For the detection of CMV in infants25 January 2024
Despite its high prevalence, with one in 200 babies in the US being born with a CMV infection, few people are aware of Cytomegalovirus, or CMV, a member of the herpes family of viruses. If transmitted from a pregnant mother to her unborn baby, it can have severe and long-lasting effects on the child. DiaSorin Molecular – and the Simplexa test it offers, which can work through both saliva and urine – helps explain how CMV is transmitted, why it is important to detect as early as possible, and why the Simplexa test is ideal for early detection.
In otherwise healthy individuals, a Cytomegalovirus (CMV) infection might lead to a mild, non-specific illness. When babies are born with CMV, on the other hand, the virus can cause a range of complications, including organ dysfunction, microcephaly, sensorineural hearing loss, inflammation of the retina and even death. Although babies born with congenital CMV can remain asymptomatic for the rest of their lives, CMV infection can also lead to developmental disabilities or movement disorders. Even children that do not present with any symptoms at birth are at risk of hearing loss. CMV is transmitted through bodily fluids, and so can be passed to pregnant mothers by sharing utensils, sexual contact or by kissing their own infants or other children on the lips. Up to the age of five, children are particularly infectious. The majority of us have previously had a CMV infection, but, after age five, we are less likely to pass it on to each other. Congenital CMV infection occurs when the virus circulates in the mother’s blood and crosses through the placenta to infect the developing foetus.

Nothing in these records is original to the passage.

PR #113, opened 2025-06-13
Chore/restructure folder

jyungtong:
# problem
- when running `npm run dev`,  @monorise/core always has an issue conflicting with the folder

# solution
- isolate main logic into `src` folder respectively

# piggyback
- use `@tsconfig/node22`
- extend all sub-repos with `tsconfig.base.json`

# out of scope
- no business logic change


jyungtong:
too complex, we can just ignore `dist` folder in tsconfig.json

jyungtong:
too complex, we can just ignore dist folder in tsconfig.json

PR #117, opened 2025-07-12
Monorise core component

wengkhing:
## What

- Upgrade monorise to adapt SST v3
- Create a super component `monorise.module.core`

## How to use?

By defining the following, the entire monorise stack including all the processors are automatically created.
```
// add the following in sst.config.ts run function
    const { monorise } = await import("@monorise/sst");
    const { bus, api, alarmTopic } = new monorise.module.Core('test-app', {
      allowOrigins: ['http://localhost:3000'],
    });
// infra resources such as infra event bus, api gateway can also be retrieved from monorise core super component
```

## Why

This would allow developers quickly create an entire scalable, maintainable, cost-optimized, secured backend code, without having to write boilerplate codes

## What's Next?

Documentation for human reference and also LLM for future project generation


src/react/index.ts
```diff
@@ -0,0 +1,70 @@
...
+  useTaggedEntities,
+  useEntityState,
+  getEntityRequestKey,
+  getMutualRequestKey,
+  getTagRequestKey,
+  getUniqueFieldRequestKey,
+  getEntity,
+} from '../../packages/react';
+
+export default Monorise;
```
jyungtong, line 56: nit: should place at last of the LOC

packages/cli/commands/build.ts
```diff
@@ -0,0 +1,9 @@
+import { spawn } from 'node:child_process';
```
jyungtong, line 1: not use

packages/cli/commands/dev.ts
```diff
@@ -0,0 +1,64 @@
+import { spawn } from 'node:child_process';
```
jyungtong, line 1: not use

packages/cli/cli.ts
```diff
@@ -2,9 +2,9 @@
 
 import 'tsx';
 import 'tsconfig-paths/register.js';
+import { spawn } from 'node:child_process';
```
jyungtong, line 5: not use

packages/sst/.sst/provider-lock.json
jyungtong, line 1: don't think we need this file and folder based on the gitignore

packages/core/controllers/setupRoutes.ts
```diff
@@ -1,81 +1,71 @@
-import type { Router } from 'express';
+import type { Entity as EntityType, createEntityConfig } from '@monorise/base';
```
jyungtong, line 1: not use

packages/sst/.sst/provider-lock.json
wengkhing: I've purposely let this file slide into commit. We will [need this file](https://github.com/monorist/monorise/pull/117/files#diff-d0777657fa3fd81d23aaf7273e58aee453b04e67882517900c56daeef9b3e4c1R75) else [build wouldn't work](https://github.com/monorist/monorise/actions/runs/16236847198/job/45848113614).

“The benefits of using the Simplexa assay are its ease of use for a minimally trained technician, and its hour-long turnaround time.”
This typically happens when a pregnant woman is infected with CMV for the first time (leading to a foetal infection rate of 30–35%), or the virus is reactivated during pregnancy (1.1–1.7% foetal infection rate). The virus is present in relatively high levels in urine, making it the sample of choice for testing babies for the virus, but it is not easy to get urine from newborns. The other relevant sample type is saliva, but, although it’s easier and more convenient to swab a baby’s mouth, saliva could lead to a ‘false positive’ result if the child is breastfeeding, as the virus detected may be from the mother if she is shedding CMV in the breast milk.
No US screening
In the US, there is no federal legislation to do any kind of universal screening. This is frustrating because CMV infection in neonates is more prevalent than the 29 other metabolic and endocrine disorders in the recommended US newborn screening panel, and CMV is the most common congenital infection worldwide.
The one FDA-cleared test on the market only uses dry saliva swabs. DiaSorin Molecular’s Simplexa congenital CMV Direct can test both saliva and urine, covering the primary and confirmatory modalities of the test. The benefits of using the Simplexa assay are its ease of use for a minimally trained technician and its hour-long turnaround time. DiaSorin has developed the test so that users can choose either a saliva swab or a urine specimen to assess babies under three weeks of age. For saliva, the company has demonstrated clinical study performance of 94.1% positive predictive agreement, and a negative predictive agreement of 99.7%. For urine, the performance result was positive predictive agreement of 95.3%, and a negative predictive agreement of 99.9%.
The high negative predictive agreement for the test means that if the sample is negative, clinicians can have high confidence that the baby does not have CMV.
Symptomatic of the problem
In the US, the congenital CMV rate is about 0.5% or 0.6% of all births, but only 10% of those babies are symptomatic. For the other 90%, if you don’t test for it, you don’t know they have CMV infection at birth. Molecular testing is appropriate because it can detect active infections in a very sensitive way; DiaSorin Molecular’s test can detect down to around 500 viral copies per millilitre. CMV antibody testing, on the other hand, would identify antibodies passed along from the mother in utero.
It is estimated that identifying one case of CMV with universal molecular screening of all newborns would cost $2,000 to $10,000. With targeted screening, that cost falls to between $500 to $2,800 per birth. In contrast, the cost of supporting a baby with congenital CMV through only the first four years of its life is estimated at $300,000. While policies and mandates for universal or targeted screening are still being justified, the kit available from DiaSorin Molecular has made testing easier and more accessible.